A Peña. J Pediatr Surg. 1989 Jun.

Abstract

This report describes the author's personal experience in the surgical treatment of 54 patients. The approach is called posterior sagittal ano recto vagino urethroplasty (PSARVUP). Forty patients underwent a primary procedure, and 14 a secondary operation. The anatomic variations found were multiple, integrating a wide spectrum of defects. The posterior sagittal approach proved to be a good initial approach, and permitted complete repair of the defect in 47 patients. Seven patients required a laparotomy in addition. The length of the common channel varied from 0.5 to 7 cm. Common channels longer than 3 cm usually required some technical alternative to replace the vagina. In at least 34 cases, the vagina was reconstructed primarily without any additional technical manoeuvres. Different degrees of vaginal and uterine septation were found in 25 of 50 cases. Hydrocolpos was an associated defect in 14 of 49 patients.
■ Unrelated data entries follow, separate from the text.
Issue #2408, opened 2022-12-08
Consistent usage of dimming vs bold in 


howardjohn:
### Crates

tracing-subscriber

### Motivation

Consistency between format modes and improved format. AKA bikeshedding.

### Proposal

With the default format, `target` is dimmed. This looks great and makes it easy to distinguish the real log from the target.

The `Compact` format, IMO, is a bit nicer in general though. However, it doesn't dim the target. I didn't see any obvious reason these were different; the motivation to dim in the default format was to make it easier to distinguish the components of the log, which still applies in `Compact`.

To be more concrete, I suggest a change like:

```diff
diff --git a/tracing-subscriber/src/fmt/format/mod.rs b/tracing-subscriber/src/fmt/format/mod.rs
index ed0a697..2574597 100644
--- a/tracing-subscriber/src/fmt/format/mod.rs
+++ b/tracing-subscriber/src/fmt/format/mod.rs
@@ -1068,12 +1068,12 @@ where
         let bold = writer.bold();
         let dimmed = writer.dimmed();
         if self.display_target {
-            write!(writer, "{}{}", bold.paint(meta.target()), dimmed.paint(":"))?;
+            write!(writer, "{}{}", dimmed.paint(meta.target()), dimmed.paint(":"))?;
         }

         if self.display_filename {
             if let Some(filename) = meta.file() {
-                write!(writer, "{}{}", bold.paint(filename), dimmed.paint(":"))?;
+                write!(writer, "{}{}", dimmed.paint(filename), dimmed.paint(":"))?;
             }
         }

@@ -1082,9 +1082,9 @@ where
                 write!(
                     writer,
                     "{}{}{}{}",
-                    bold.prefix(),
+                    dimmed.prefix(),
                     line_number,
-                    bold.suffix(),
+                    dimmed.suffix(),
                     dimmed.paint(":")
                 )?;
             }
```

### Alternatives

Users could implement their own format, but its a lot of code copying for a fairly small change. Or not use `Compact`.

hawkw:
I would happily merge a PR which makes the `Compact` and `Full` formats more consistent. Thank you!

PR #2409, opened 2022-12-08
format: dim compact targets, matching the default formatter

howardjohn:
Fixes https://github.com/tokio-rs/tracing/issues/2408

## Motivation

Fixes https://github.com/tokio-rs/tracing/issues/2408

## Solution

Just switch to use `dim`

Before:

After:

Full mode for comparison:


hawkw (approved):
Looks great, thank you!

Sixty-eight percent of the patients had an important associated urological defect. Twenty-six patients were clinically evaluated without medical management, twenty-one of whom had voluntary bowel movements by the age of 3 years, but most of them had minor episodes of soiling. Nineteen patients had a normal sacrum, and five had urinary incontinence that was successfully managed by intermittent catheterization. Seven patients had a very abnormal sacrum, and five of them had urinary incontinence. Twenty patients underwent a late postoperative vaginoscopy, 14 of whom showed an adequate introitus and vagina, whereas five had different degrees of narrowing of the introitus. Six patients had a urethrovaginal fistula. One ureter was accidentally divided and one vagina had complete ischaemic necrosis.